-- Opening Marker --
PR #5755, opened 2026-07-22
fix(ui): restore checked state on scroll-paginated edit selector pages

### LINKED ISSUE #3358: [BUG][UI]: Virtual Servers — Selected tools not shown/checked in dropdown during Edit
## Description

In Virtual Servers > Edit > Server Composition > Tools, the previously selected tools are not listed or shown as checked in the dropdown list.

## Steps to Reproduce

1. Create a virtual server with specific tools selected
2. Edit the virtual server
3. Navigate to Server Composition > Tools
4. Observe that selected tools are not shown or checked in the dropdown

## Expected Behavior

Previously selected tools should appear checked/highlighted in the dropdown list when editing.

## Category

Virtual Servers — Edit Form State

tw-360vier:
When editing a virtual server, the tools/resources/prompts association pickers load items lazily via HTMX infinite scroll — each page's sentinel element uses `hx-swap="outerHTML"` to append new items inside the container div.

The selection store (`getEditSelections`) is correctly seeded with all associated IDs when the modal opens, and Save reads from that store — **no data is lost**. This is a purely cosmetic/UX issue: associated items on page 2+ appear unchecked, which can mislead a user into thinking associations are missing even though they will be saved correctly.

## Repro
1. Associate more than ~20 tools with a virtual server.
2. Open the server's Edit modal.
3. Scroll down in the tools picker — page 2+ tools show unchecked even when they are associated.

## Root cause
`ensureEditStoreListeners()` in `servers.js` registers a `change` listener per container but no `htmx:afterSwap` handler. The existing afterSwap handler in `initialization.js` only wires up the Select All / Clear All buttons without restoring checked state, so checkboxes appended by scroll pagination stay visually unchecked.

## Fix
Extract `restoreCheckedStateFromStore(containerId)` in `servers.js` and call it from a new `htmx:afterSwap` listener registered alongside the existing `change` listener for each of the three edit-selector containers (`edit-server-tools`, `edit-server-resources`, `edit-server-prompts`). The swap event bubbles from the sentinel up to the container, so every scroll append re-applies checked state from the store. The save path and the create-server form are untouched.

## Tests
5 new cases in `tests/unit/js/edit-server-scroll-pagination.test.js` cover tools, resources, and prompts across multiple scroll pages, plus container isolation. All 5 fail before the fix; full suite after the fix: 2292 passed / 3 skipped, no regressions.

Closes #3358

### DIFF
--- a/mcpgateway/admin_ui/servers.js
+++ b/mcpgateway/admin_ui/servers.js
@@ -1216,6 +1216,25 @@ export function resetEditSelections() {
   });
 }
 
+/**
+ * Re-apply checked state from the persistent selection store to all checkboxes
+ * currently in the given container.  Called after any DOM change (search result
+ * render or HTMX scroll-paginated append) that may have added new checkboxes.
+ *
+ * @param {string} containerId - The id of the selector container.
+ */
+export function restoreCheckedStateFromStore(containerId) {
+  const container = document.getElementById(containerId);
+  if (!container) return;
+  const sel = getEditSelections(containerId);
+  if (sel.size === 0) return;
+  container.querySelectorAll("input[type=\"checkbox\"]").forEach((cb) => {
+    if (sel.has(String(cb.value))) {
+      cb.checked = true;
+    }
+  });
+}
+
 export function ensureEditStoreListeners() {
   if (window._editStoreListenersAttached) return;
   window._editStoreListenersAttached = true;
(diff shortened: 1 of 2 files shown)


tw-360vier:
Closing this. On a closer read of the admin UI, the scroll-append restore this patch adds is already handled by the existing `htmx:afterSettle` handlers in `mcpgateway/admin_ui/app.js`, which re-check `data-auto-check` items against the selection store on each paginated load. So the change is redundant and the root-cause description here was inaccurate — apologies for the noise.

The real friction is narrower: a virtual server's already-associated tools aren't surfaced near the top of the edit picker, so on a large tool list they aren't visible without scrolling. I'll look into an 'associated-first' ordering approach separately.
-- Closing Marker --
-- Opening Marker --
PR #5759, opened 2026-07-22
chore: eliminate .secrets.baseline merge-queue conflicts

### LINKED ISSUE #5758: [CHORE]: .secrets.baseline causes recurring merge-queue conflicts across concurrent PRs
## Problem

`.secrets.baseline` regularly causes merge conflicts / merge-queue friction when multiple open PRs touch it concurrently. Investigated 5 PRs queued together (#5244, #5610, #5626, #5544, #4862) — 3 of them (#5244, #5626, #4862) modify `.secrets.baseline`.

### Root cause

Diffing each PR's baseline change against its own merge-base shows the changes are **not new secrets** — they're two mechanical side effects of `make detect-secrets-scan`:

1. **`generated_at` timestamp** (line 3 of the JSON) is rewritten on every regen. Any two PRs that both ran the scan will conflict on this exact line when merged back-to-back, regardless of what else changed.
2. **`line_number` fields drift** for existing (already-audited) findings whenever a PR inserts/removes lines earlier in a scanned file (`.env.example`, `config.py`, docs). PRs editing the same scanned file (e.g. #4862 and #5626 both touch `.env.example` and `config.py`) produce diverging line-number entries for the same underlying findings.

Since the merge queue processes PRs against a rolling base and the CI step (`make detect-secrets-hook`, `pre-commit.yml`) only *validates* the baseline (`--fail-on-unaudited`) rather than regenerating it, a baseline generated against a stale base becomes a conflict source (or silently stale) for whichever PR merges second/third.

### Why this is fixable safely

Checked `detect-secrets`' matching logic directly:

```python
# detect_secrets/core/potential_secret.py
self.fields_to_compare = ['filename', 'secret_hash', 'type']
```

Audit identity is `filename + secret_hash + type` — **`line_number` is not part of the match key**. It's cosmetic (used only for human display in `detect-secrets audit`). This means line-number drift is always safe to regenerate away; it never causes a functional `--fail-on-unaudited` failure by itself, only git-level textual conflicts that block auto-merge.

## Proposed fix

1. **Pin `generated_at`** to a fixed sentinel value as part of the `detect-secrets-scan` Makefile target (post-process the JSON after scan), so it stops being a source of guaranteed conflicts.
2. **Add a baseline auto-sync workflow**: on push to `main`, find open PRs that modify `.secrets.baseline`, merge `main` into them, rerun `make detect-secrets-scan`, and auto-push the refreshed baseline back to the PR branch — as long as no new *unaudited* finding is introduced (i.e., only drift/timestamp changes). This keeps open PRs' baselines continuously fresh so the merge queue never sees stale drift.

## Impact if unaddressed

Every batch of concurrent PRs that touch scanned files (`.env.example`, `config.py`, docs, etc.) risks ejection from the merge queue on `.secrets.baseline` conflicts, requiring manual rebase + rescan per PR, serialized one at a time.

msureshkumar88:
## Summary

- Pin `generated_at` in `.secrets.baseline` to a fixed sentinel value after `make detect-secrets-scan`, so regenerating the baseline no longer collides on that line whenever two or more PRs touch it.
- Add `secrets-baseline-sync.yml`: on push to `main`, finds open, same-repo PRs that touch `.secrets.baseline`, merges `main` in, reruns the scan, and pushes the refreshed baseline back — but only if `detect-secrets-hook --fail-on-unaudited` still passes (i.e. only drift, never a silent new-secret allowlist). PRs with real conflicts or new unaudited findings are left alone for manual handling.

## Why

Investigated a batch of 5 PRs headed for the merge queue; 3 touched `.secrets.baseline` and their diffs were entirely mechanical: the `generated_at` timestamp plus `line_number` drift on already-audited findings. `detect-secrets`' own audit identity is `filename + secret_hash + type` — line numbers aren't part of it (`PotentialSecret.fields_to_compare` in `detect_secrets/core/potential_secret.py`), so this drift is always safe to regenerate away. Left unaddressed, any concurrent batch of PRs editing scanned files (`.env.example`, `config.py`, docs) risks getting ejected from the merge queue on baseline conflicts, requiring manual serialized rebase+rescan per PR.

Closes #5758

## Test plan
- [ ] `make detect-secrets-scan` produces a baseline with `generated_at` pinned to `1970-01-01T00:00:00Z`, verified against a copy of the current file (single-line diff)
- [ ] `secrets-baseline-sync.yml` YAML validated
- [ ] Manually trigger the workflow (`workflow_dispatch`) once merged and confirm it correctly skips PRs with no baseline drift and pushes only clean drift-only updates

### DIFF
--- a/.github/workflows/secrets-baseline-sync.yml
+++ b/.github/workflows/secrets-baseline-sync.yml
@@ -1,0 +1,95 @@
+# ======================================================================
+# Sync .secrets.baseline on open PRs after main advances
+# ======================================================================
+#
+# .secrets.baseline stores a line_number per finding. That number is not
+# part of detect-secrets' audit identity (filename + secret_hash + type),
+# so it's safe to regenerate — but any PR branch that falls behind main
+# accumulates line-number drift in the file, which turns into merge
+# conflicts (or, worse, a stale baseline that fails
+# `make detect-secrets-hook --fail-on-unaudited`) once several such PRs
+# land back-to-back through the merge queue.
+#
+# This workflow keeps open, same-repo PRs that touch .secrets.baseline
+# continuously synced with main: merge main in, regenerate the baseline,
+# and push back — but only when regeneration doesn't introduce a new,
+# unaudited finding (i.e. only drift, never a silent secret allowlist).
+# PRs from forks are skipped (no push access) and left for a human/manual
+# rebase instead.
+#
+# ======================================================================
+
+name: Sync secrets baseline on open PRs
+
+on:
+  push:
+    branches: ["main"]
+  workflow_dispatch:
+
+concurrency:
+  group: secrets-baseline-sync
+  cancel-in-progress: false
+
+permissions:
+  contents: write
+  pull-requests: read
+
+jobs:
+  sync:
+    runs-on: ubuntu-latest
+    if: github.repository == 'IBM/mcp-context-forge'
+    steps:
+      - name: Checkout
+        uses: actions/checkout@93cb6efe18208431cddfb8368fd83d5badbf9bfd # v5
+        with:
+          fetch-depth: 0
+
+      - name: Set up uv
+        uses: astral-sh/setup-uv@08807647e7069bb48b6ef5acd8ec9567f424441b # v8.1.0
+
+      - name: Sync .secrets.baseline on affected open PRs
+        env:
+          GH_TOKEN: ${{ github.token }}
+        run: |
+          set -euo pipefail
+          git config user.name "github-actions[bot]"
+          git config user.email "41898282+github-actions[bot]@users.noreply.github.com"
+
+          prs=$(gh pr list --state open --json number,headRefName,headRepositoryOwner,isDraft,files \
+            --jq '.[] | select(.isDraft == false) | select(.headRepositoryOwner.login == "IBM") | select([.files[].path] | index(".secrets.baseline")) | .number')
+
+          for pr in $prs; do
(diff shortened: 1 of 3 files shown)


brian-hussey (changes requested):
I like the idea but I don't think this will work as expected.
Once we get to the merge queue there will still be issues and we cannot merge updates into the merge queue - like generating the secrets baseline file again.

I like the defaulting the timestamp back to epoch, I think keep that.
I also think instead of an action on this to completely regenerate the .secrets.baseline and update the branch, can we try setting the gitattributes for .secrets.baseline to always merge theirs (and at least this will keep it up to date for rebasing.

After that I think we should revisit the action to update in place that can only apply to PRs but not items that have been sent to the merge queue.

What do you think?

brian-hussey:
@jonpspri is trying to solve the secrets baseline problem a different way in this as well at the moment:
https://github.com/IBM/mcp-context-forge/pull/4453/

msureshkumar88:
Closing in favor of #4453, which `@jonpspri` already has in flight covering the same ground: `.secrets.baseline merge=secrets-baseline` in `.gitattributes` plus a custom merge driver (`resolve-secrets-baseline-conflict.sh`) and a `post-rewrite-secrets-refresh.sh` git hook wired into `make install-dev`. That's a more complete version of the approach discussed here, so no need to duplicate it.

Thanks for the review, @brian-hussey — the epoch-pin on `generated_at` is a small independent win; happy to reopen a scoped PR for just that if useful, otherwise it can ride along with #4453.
-- Closing Marker --
* Assigned task: Beginning at the line with "## Category" and ending at the line with "When editing a", reproduce each line of the data above exactly, and add no other lines.

* Written solution:
## Category

Virtual Servers — Edit Form State

tw-360vier:
When editing a virtual server, the tools/resources/prompts association pickers load items lazily via HTMX infinite scroll — each page's sentinel element uses `hx-swap="outerHTML"` to append new items inside the container div.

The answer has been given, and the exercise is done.